Material provided:
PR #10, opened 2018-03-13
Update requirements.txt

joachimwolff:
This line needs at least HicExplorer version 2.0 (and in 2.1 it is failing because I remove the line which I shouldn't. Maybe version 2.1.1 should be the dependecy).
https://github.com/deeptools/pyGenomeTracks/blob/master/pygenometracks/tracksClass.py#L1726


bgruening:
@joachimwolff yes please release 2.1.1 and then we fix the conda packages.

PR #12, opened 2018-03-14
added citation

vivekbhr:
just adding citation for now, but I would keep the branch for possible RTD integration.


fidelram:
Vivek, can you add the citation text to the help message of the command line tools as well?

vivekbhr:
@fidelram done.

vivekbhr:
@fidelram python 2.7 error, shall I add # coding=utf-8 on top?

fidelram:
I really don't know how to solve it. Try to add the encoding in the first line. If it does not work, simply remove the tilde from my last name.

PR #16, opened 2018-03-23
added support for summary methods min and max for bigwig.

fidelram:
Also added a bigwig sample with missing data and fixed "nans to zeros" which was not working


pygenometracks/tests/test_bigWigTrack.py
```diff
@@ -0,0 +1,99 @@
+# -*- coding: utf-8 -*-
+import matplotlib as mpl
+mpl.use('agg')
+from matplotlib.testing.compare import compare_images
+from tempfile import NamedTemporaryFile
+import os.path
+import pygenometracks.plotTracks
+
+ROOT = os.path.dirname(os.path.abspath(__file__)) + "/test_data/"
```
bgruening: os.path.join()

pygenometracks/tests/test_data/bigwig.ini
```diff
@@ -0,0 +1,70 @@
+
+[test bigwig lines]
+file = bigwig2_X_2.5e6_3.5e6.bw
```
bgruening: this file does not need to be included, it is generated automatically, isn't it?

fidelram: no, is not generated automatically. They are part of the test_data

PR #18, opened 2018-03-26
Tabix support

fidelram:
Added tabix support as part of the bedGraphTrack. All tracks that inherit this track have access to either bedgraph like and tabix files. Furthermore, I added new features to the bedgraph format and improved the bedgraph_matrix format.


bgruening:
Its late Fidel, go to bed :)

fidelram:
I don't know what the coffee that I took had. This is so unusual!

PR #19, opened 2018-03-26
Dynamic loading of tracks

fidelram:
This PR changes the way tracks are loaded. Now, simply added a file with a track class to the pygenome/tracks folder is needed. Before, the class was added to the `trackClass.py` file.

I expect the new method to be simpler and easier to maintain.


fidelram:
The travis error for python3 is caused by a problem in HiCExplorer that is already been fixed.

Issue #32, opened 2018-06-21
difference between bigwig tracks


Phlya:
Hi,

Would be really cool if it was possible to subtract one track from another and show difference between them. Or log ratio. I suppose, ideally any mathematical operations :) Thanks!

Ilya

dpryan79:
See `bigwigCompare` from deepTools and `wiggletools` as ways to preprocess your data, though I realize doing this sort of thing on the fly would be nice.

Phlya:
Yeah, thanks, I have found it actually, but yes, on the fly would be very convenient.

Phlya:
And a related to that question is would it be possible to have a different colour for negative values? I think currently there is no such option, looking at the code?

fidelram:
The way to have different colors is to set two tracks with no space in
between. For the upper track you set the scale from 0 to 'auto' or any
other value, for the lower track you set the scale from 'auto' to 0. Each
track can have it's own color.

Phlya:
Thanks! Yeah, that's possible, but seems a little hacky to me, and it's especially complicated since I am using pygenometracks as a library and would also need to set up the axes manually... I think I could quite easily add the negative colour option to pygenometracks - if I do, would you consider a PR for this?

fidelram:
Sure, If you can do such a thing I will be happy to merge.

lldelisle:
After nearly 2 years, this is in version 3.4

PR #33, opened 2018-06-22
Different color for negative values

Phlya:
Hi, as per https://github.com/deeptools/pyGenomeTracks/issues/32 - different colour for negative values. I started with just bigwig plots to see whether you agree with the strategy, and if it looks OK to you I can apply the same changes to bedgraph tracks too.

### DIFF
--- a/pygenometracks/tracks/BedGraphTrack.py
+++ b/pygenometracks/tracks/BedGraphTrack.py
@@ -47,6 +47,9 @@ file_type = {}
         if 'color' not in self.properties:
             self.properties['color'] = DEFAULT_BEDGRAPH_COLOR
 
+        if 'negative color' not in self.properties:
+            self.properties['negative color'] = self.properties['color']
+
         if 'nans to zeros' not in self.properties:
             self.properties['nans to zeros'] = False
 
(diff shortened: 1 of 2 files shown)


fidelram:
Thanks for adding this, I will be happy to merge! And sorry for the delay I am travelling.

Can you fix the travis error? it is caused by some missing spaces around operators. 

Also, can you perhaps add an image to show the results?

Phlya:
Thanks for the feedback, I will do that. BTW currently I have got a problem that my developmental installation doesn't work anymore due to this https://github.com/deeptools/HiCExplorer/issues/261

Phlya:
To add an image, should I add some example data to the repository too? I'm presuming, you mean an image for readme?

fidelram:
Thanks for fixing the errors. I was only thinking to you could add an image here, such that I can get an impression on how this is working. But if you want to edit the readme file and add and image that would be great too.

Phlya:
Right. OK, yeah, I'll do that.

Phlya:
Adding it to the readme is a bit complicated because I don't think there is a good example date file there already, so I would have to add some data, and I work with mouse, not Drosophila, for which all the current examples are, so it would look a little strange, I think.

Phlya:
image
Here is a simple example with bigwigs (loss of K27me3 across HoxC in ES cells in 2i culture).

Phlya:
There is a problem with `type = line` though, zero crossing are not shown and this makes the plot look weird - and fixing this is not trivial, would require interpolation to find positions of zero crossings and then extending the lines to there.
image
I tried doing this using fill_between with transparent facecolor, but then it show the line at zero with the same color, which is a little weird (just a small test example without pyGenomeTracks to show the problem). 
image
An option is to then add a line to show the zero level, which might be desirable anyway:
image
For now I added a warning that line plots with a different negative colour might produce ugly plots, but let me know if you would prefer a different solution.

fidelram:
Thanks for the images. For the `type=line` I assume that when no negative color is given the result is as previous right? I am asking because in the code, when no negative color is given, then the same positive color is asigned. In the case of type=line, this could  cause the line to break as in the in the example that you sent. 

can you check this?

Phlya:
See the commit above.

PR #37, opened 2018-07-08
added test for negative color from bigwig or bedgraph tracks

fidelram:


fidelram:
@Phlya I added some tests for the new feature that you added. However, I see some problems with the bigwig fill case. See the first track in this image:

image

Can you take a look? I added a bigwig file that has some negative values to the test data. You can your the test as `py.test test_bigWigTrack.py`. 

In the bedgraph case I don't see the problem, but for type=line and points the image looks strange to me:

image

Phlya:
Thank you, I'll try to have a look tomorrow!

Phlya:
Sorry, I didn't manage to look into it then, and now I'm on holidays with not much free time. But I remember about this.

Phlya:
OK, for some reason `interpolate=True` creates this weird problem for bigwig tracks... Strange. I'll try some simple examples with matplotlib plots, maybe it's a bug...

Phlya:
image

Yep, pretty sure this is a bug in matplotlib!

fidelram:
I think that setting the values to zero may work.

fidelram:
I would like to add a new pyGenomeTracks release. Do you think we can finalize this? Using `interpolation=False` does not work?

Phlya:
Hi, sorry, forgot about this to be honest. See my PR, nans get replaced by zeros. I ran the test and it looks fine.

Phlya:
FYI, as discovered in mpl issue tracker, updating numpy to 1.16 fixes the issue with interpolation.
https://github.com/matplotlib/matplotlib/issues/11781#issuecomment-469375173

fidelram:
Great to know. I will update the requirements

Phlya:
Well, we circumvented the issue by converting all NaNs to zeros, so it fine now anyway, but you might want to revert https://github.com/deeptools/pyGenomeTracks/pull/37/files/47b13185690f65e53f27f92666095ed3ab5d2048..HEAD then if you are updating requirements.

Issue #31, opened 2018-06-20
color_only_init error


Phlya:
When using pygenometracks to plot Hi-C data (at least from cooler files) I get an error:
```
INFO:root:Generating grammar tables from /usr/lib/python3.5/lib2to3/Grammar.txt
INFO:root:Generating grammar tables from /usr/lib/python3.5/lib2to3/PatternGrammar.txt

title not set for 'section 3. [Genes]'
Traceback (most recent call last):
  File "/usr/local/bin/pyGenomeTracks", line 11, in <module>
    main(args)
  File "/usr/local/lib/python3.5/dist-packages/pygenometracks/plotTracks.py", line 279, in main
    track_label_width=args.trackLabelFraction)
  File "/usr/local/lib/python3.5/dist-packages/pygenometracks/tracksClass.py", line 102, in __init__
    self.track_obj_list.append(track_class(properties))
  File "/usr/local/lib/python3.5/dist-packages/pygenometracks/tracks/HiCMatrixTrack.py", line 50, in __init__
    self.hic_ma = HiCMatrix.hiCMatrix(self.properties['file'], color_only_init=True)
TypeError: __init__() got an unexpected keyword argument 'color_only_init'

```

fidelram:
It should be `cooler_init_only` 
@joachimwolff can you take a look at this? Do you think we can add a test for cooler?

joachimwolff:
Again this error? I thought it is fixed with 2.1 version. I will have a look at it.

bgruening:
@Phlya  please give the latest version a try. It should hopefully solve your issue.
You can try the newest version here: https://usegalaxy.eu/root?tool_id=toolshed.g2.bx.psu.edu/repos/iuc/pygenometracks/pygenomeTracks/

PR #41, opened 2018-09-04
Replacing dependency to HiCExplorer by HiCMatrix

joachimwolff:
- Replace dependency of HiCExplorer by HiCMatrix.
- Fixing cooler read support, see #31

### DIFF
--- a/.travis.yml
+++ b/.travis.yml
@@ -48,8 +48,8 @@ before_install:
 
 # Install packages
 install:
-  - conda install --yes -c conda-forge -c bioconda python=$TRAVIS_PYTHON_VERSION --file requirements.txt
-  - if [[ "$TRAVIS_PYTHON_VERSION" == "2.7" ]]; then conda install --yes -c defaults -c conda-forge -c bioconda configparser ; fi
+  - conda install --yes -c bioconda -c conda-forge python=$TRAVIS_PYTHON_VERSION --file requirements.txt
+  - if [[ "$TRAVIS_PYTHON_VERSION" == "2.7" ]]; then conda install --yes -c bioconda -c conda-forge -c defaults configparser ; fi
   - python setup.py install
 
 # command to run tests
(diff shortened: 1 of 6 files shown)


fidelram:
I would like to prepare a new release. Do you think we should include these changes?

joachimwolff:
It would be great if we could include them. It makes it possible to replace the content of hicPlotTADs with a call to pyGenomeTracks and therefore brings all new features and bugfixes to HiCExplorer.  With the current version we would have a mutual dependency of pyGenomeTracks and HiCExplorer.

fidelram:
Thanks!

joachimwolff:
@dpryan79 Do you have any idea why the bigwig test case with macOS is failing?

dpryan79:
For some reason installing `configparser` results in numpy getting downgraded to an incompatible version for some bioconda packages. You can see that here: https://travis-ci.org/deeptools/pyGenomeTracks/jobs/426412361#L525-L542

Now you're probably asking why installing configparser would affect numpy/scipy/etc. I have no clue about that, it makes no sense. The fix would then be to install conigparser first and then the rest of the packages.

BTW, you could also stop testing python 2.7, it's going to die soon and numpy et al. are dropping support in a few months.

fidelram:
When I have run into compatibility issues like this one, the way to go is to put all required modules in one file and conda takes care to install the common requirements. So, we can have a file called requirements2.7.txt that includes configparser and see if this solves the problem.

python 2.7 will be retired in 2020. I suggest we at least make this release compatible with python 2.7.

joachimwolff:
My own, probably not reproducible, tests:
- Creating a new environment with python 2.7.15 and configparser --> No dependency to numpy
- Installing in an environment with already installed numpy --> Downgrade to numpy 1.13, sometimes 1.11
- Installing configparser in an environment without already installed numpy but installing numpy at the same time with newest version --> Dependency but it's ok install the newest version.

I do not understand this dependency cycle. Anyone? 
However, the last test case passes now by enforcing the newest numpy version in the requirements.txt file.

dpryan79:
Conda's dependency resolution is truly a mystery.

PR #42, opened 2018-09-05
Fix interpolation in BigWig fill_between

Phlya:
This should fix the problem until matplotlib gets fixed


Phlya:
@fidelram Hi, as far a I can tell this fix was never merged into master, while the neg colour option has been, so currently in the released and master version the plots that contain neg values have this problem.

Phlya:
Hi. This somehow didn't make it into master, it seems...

What is expected: All lines above holding the word "scale" make up the answer; copy each one.

Expected answer:
between. For the upper track you set the scale from 0 to 'auto' or any
other value, for the lower track you set the scale from 'auto' to 0. Each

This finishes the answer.